■ Work required:
Whenever a line below holds the word "opened", count it once; report the total and nothing else.

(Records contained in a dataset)
PR #1257, opened 2023-11-20
Connect to elastic custom server using basic auth

tirongi:
I add a new Elastic Credential type that allows the Elastic connectors to connect to a custom Elastic instance using the basic auth.

### DIFF
--- a/packages/components/credentials/ElasticsearchURLUserPassword.credential.ts
+++ b/packages/components/credentials/ElasticsearchURLUserPassword.credential.ts
@@ -1,0 +1,36 @@
+import { INodeParams, INodeCredential } from '../src/Interface'
+
+class ElasticSearchURLUserPassword implements INodeCredential {
+    label: string
+    name: string
+    version: number
+    description: string
+    inputs: INodeParams[]
+
+    constructor() {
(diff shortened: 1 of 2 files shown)


packages/components/credentials/ElasticsearchURLUserPassword.credential.ts
```diff
@@ -0,0 +1,35 @@
...
+    inputs: INodeParams[]
+
+    constructor() {
+        this.label = 'ElasticSearch Custom URL User Password'
+        this.name = 'elasticSearchURLUserPassword'
+        this.version = 1.0
+        this.description = 'Allow to connect to a custom Elastic index'
+        this.inputs = [
+            {
+                label: 'Custom URL',
```
HenryHengZJ, line 17: I think we can just add this `customURL` to the existing `ElectricsearchUserPassword.credential.ts` as `type: optional` field

tirongi: In that case we need to set the `cloudId` as optional as well, since the user need to set only one of the two parameters and enter in the right statement in the `ElasticSearchBase.ts`.

PR #1260, opened 2023-11-21
UX Changes to the API Keys Screens

vinodkiran:
This PR updates the API Keys Screen to show the number of chatflows associated with each key and allows the user to view the flow details. The warning message is also updated to ensure that the user does not accidentally delete the key.

image


HenryHengZJ:
small update on ui: 
image

HenryHengZJ (approved):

■ Expected answer:
2